It’s Tuesday and I’m still afflicted by the catarrh laden cough I penned about in Sunday’s literary offering, Untuned Catarrh. A fact leading to my disenchantment growing ever stronger, as I’m still not able to get through the night without regularly waking myself by coughing up phlegm. Taking into account the overnight capriciousness of my middle-aged bladder, it’s fair to say my current sleep pattern is pretty erratic.
This morning, on arrival at the breakfast table, my mother greeted me with a “You need to get to the doctors with that bleeding cough!…. It sounded like someone was revving a motorcycle overnight!!”…. It appears her aspirations of becoming Phyllis, the domineering mother of middle-aged son Timothy Lumsden in 1980’s BBC TV comedy Sorry! growing ever stronger.
In response I assured mater I’d be fine, prior to wandering back upstairs to wash behind my ears before she noticed my lug hygiene levels weren’t at a level she finds acceptable. This just one of the edicts I’ve to adhere to if I wish to reside in her home.
Other rules including the wearing a vest to negate chesty coughs (well that worked well, didn’t it!!), along with enquiring “Please may I leave the table?” prior to alighting my seat post-meal.
Additionally, I’ve signed up to not disrespecting the TV soap operas which she religiously watches on evenings through Monday to Friday. This tabloid television, as I call it, providing her with a daily fix into the dysfunctional antics of individuals residing amongst the cobbled avenues and alleyways of working class England.
Hopefully the last sentence won’t have seen me breach her don’t diss her soap opera edict. However, even if it does, as she refuses point blank to read these narratives, I’m confident she’ll not be despatching me with sleeping bag and belongings to reside in a shop doorway on Park Row, Leeds.

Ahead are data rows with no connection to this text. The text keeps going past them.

PR #4370, opened 2026-06-16
Enable idle auto-compact by default

chengyongru:
## Summary
- Change the user-facing `agents.defaults.idleCompactAfterMinutes` default from `0` to `15`.
- Keep explicit `0` as the opt-out/disabled value.
- Update the auto-compact documentation to describe the new default and the audit/debugging tradeoff.
- Update auto-compact config tests for the new default and explicit disable path.

## Why
Dream is enabled by default, but short WebUI chats only become Dream input after history compaction. With idle auto-compact disabled by default, new users can chat in short sessions forever without producing `memory/history.jsonl` entries, making long-term memory appear broken. A 15-minute idle threshold makes the intended memory path reachable by default while retaining `0` for users who need raw session transcripts untouched.

## Risk / compatibility
- Auto-compact still rewrites idle session files by replacing older structured turns with a summary plus the recent suffix.
- Users who rely on full raw tool-call/reasoning trails can set `agents.defaults.idleCompactAfterMinutes` to `0`.
- The low-level `AutoCompact` and direct `AgentLoop` constructor defaults remain disabled; this PR changes the config/schema default used by normal config-driven runs.

## Verification
- `PYTHONPATH=. pytest tests/agent/test_auto_compact.py tests/agent/test_autocompact_unit.py -q`
- `ruff check nanobot/config/schema.py tests/agent/test_auto_compact.py`
- sanity check: `AgentDefaults().session_ttl_minutes == 15`, `AgentDefaults.model_validate({"idleCompactAfterMinutes": 0}).session_ttl_minutes == 0`

### DIFF
--- a/docs/configuration.md
+++ b/docs/configuration.md
@@ -1865,7 +1865,7 @@ When a user is idle for longer than a configured threshold, nanobot **proactivel
 
 | Option | Default | Description |
 |--------|---------|-------------|
-| `agents.defaults.idleCompactAfterMinutes` | `0` (disabled) | Minutes of idle time before auto-compaction starts. Set to `0` to disable. Recommended: `15` — close to a typical LLM KV cache expiry window, so stale sessions get compacted before the user returns. |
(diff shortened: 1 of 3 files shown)


Re-bin (approved):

It has to be said, although eternally grateful that she’s giving me a roof over my head, I’ve concluded residing at the matriarch’s home isn’t an ideal way of trying to move on from a dreadful period of my life. A fact not helped by the fact she doesn’t want me to move on. Evidently, my bed has been made; consequently she opines I’ve to lay in it regardless of resultant misery levels.
I’m sure it isn’t the case, however for some reason she seems uneasy if she senses something or someone makes me happy. A perfect example occurring the other day when prior to running her to the hairdressers (basically doing her a favour) I informed her I was going to take my laptop to undertake some writing.
This notion designed to fill in some time for me while her ‘Brillo Pad’ barnet was shorn by her long suffering hairdresser, Sarah. Bizarrely though, on news of this strategy to alleviate my boredom, mater felt moved to disdainfully enquire “Don’t you ever get sick of writing?!”
Bearing in mind I was making this return journey as a favour to her, this really irked me. I really wanted to respond “No!!…… Don’t you ever get sick of watching s***e soap operas!” However, realising I’d not washed behind my ears that morning (which she’d laxly missed), I decided against rocking the boat. Instead advising her “No I don’t!!!!….. In fact it’s one of the few things in my life I find cathartic!”
Anyhow, I best bring this to a conclusion as I need to shift that motorcycle from my bedroom before she gets back from the community centre coffee morning!!